INSTRUCTIONS TO FOLLOW:
Each record should be retyped word for word.

THE DATA:
PR #35939, opened 2020-04-23
check project root name in the server validator

Gustry:
## Description

check project root name in the server validator

### DIFF
--- a/src/core/qgsprojectservervalidator.h
+++ b/src/core/qgsprojectservervalidator.h
@@ -49,7 +49,7 @@ class CORE_EXPORT QgsProjectServerValidator
       LayerShortName = 1, //!< Layer/group short name is not valid.
       LayerEncoding = 2,  //!< Encoding is not correctly set on a vector layer.
       ProjectShortName = 3,  //!< The project short name is not valid.
-      ProjectRootNameConflict = 4,  //!< The project root name isady used by a layer or a group.
+      ProjectRootNameConflict = 4,  //!< The project root name is already used by a layer or a group.
     };
 
     /**
--- a/src/core/qgsprojectservervalidator.h
+++ b/src/core/qgsprojectservervalidator.h
@@ -45,9 +45,11 @@ class CORE_EXPORT QgsProjectServerValidator
      */
     enum ValidationError
     {
-      DuplicatedNames = 0, //!< Error related to a duplicated layer name in the layer tree.
-      ShortNames = 1, //!< Layer short name is well formatted.
-      Encoding = 2  //!< Encoding is not set correctly.
+      DuplicatedNames = 0, //!< A duplicated layer/group name in the layer tree.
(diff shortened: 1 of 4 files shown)


rldhont (approved):

src/core/qgsprojectservervalidator.h
```diff
@@ -45,9 +45,11 @@ class CORE_EXPORT QgsProjectServerValidator
...
     enum ValidationError
     {
-      DuplicatedNames = 0, //!< Error related to a duplicated layer name in the layer tree.
-      ShortNames = 1, //!< Layer short name is well formatted.
-      Encoding = 2  //!< Encoding is not set correctly.
+      DuplicatedNames = 0, //!< A duplicated layer/group name in the layer tree.
+      LayerShortName = 1, //!< Layer/group short name is not valid.
+      LayerEncoding = 2,  //!< Encoding is not correctly set on a vector layer.
+      ProjectShortName = 3,  //!< The project short name is not valid.
+      ProjectRootNameConflict = 4,  //!< The project root name isady used by a layer or a group.
```
elpaso, line 52:
```suggestion
      ProjectRootNameConflict = 4,  //!< The project root name is already used by a layer or a group.
```

elpaso:
I'm wondering: is this for legacy OGC services (W?S) only? 

Did you consider if this checks are also valid for the new generation of OGC services such as OAPIF?
(because I think they doesn't).

Perhaps you should make it clear to what service(s) the warnings apply when printing the validation results.

As a side note, I honestly never found the validator particularly useful, I would rather prefer if there were automatic healing procedures instead (when possible of course), for example by automatically replacing forbidden characters.

Gustry:
Thanks @elpaso for your feedbacks.

> Did you consider if this checks are also valid for the new generation of OGC services such as OAPIF?

Sorry, I haven't played that much with OAPIF yet. We are still using a lot WMS (and WFS1.X when needed) in our projects.

CMIIW, but there is only WFS3 for now for the new generation of OGC services. WMS is still used for publishing maps, so this rule in the validator is still useful.

> Perhaps you should make it clear to what service(s) the warnings apply when printing the validation results.

I think it's a good idea.
I was planning, before the feature freeze, to split the QGIS Server panel in the Project properties. It tends to be very long to scroll down with `Capabilities`, `WMS`, `WMTS`, `WFS`, etc. To do like the labels/metadata panel.
So I think we will have more space to add a text explaining the differences. What do you think?

> As a side note, I honestly never found the validator particularly useful, I would rather prefer if there were automatic healing procedures instead (when possible of course), for example by automatically replacing forbidden characters.

I follow you. I just hit these issues sometimes and I'm just trying to have some warnings when publishing a project. I don't have a strong background in the QGIS Server code base and the OGC standards ;-)

rldhont (approved):

rldhont:
@elpaso any objections  about merge ?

OUTPUT:
PR #35939, opened 2020-04-23
check project root name in the server validator

Gustry:
## Description

check project root name in the server validator

### DIFF
--- a/src/core/qgsprojectservervalidator.h
+++ b/src/core/qgsprojectservervalidator.h
@@ -49,7 +49,7 @@ class CORE_EXPORT QgsProjectServerValidator
       LayerShortName = 1, //!< Layer/group short name is not valid.
       LayerEncoding = 2,  //!< Encoding is not correctly set on a vector layer.
       ProjectShortName = 3,  //!< The project short name is not valid.
-      ProjectRootNameConflict = 4,  //!< The project root name isady used by a layer or a group.
+      ProjectRootNameConflict = 4,  //!< The project root name is already used by a layer or a group.
     };
 
     /**
--- a/src/core/qgsprojectservervalidator.h
+++ b/src/core/qgsprojectservervalidator.h
@@ -45,9 +45,11 @@ class CORE_EXPORT QgsProjectServerValidator
      */
     enum ValidationError
     {
-      DuplicatedNames = 0, //!< Error related to a duplicated layer name in the layer tree.
-      ShortNames = 1, //!< Layer short name is well formatted.
-      Encoding = 2  //!< Encoding is not set correctly.
+      DuplicatedNames = 0, //!< A duplicated layer/group name in the layer tree.
(diff shortened: 1 of 4 files shown)


rldhont (approved):

src/core/qgsprojectservervalidator.h
```diff
@@ -45,9 +45,11 @@ class CORE_EXPORT QgsProjectServerValidator
...
     enum ValidationError
     {
-      DuplicatedNames = 0, //!< Error related to a duplicated layer name in the layer tree.
-      ShortNames = 1, //!< Layer short name is well formatted.
-      Encoding = 2  //!< Encoding is not set correctly.
+      DuplicatedNames = 0, //!< A duplicated layer/group name in the layer tree.
+      LayerShortName = 1, //!< Layer/group short name is not valid.
+      LayerEncoding = 2,  //!< Encoding is not correctly set on a vector layer.
+      ProjectShortName = 3,  //!< The project short name is not valid.
+      ProjectRootNameConflict = 4,  //!< The project root name isady used by a layer or a group.
```
elpaso, line 52:
```suggestion
      ProjectRootNameConflict = 4,  //!< The project root name is already used by a layer or a group.
```

elpaso:
I'm wondering: is this for legacy OGC services (W?S) only? 

Did you consider if this checks are also valid for the new generation of OGC services such as OAPIF?
(because I think they doesn't).

Perhaps you should make it clear to what service(s) the warnings apply when printing the validation results.

As a side note, I honestly never found the validator particularly useful, I would rather prefer if there were automatic healing procedures instead (when possible of course), for example by automatically replacing forbidden characters.

Gustry:
Thanks @elpaso for your feedbacks.

> Did you consider if this checks are also valid for the new generation of OGC services such as OAPIF?

Sorry, I haven't played that much with OAPIF yet. We are still using a lot WMS (and WFS1.X when needed) in our projects.

CMIIW, but there is only WFS3 for now for the new generation of OGC services. WMS is still used for publishing maps, so this rule in the validator is still useful.

> Perhaps you should make it clear to what service(s) the warnings apply when printing the validation results.

I think it's a good idea.
I was planning, before the feature freeze, to split the QGIS Server panel in the Project properties. It tends to be very long to scroll down with `Capabilities`, `WMS`, `WMTS`, `WFS`, etc. To do like the labels/metadata panel.
So I think we will have more space to add a text explaining the differences. What do you think?

> As a side note, I honestly never found the validator particularly useful, I would rather prefer if there were automatic healing procedures instead (when possible of course), for example by automatically replacing forbidden characters.

I follow you. I just hit these issues sometimes and I'm just trying to have some warnings when publishing a project. I don't have a strong background in the QGIS Server code base and the OGC standards ;-)

rldhont (approved):

rldhont:
@elpaso any objections  about merge ?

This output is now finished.